If I were in that wonderful and ominous clique we call the Mainstream Media, every single time that Rick Santorum defends his preposterous public policy positions regarding contraception by using the Church Defense*, I would ask him why he rejects climate science.

Every time.

It would require a presidential candidate to publicly proclaim not only that he rejects accepted science, but that he rejects his Church’s very clear stance on that science for political purposes. The Catholic Church’s position on Climate Change cannot be more clear. So how do politically conservative Catholic candidates and elected officials continually get to use the Church Defense on contraception, while ignoring the Church on climate change?

If you are capable of defending a policy choice that would hinder access to the most commonplace of activities because your Church advocates it, how can you reject commonly accepted science that is also accepted by your Church?

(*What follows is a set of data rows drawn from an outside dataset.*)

PR #2199, opened 2026-08-18
fix(server): keep attached container heartbeats off the drain

naingthet:
## Summary
Stop a live container drive from awaiting lease renewal inside the same `select!` as the connection drain.

The flaky CI test `heartbeats_the_lease_so_a_long_run_is_not_reaped` already observed a heartbeat, then hung after `gate.release()` with `provider_calls=1`. That is the attached-drive path: heartbeat and model-step accounting both take the shared agent-run claim lock. Awaiting the heartbeat inline parked the drain, so the second model step never completed.

Pre-attach already kept at most one durable fence in flight. The attached loop now does the same.

## Test plan
- [x] `cargo test -p tidebreak-server --lib --locked heartbeat -- --test-threads=1`
- [x] `cargo clippy -p tidebreak-server --lib --locked -- -D warnings`

### DIFF
--- a/crates/tidebreak-server/src/sandbox_container_run.rs
+++ b/crates/tidebreak-server/src/sandbox_container_run.rs
@@ -1682,33 +1682,70 @@ impl SandboxContainerRunner {
                 .max(Duration::from_millis(1));
             let mut heartbeat = tokio::time::interval(heartbeat_interval);
             heartbeat.set_missed_tick_behavior(tokio::time::MissedTickBehavior::Delay);
+            // The first interval tick is immediate. Consume it so attach does
+            // not issue a redundant write, then keep at most one durable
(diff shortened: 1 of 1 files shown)


naingthet (commented):
## Summary

Attached-drive lease renewal no longer sits in the same `select!` as the connection drain. The first interval tick is consumed; at most one `renew_or_validate_execution` is in flight. A finished drive waits for that in-flight write, then exits. That matches the pre-attach fence and is the right fix for `heartbeats_the_lease_so_a_long_run_is_not_reaped` parking on the shared claim lock.

No blocking issue. Hold merge until clippy and the workspace `test` lane finish on this head.

## Issue counts by severity

- bugs: 0
- suggestions: 0
- nits: 0

PR #2198, opened 2026-08-18
feat(desktop): redesign code-mode tool and approval cards

naingthet:
## What changed

An approval now leads with the normalized kind, not the harness JSON. A command shows the command in a mono block with a cwd caption. A file write lists the paths. A network request shows the summary. `requested_at` is stamped with `formatMessageTimestamp`; a decided card also stamps `decided_at`. Approved is a success caption. Denied is a warning caption and still shows the feedback.

The raw harness payload stays available behind a collapsed **Harness payload** disclosure, using the same `ScrollableContainer` as before. That keeps [ADR 0033](docs/decisions/0033-code-mode-approvals.md) honesty — the engine's request is still there, it just does not occupy the card before the reader can decide. Approve, Deny, and deny-feedback are unchanged. The card stays inside the `isolatedCard` row PR 2 added.

Tool cards drop the raw `max-h-40` `<pre>` for `ToolOutputPreview`: a clamped mono block, a Show-N-more expander, and a hover copy button. The cwd/detail line stays. Failed tools get a `border-critical-border` tint. Running tools stay expanded by default.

This point is missed time after time, and it’s a shame. This really has nothing to do with Rick Santorum or even just the Catholic Church; many mainline and evangelical churches also acknowledge the reality of climate change while their political representatives ignore or campaign against it. Instead, it has to do with the fact that rejecting climate change science has no real defense, and our media has allowed an entire political party to walk away from reality for no reason beyond politics.

Mainstream media, you miss every chance you have to make that point. Alas.

**Rick Santorum has been relying more and more on what I call the Church Defense for his position on contraception. The Church Defense, from Rick Santorum, on his policy plans for contraception: ”I’m reflecting the views of the church that I believe in,” he said. “We used to be tolerant of those beliefs. I guess now when you have beliefs that are consistent with the church, somehow, now you’re out of the mainstream.”

Written by czfinke

March 5, 2012 at 11:42

and one more contraception comment for good measure.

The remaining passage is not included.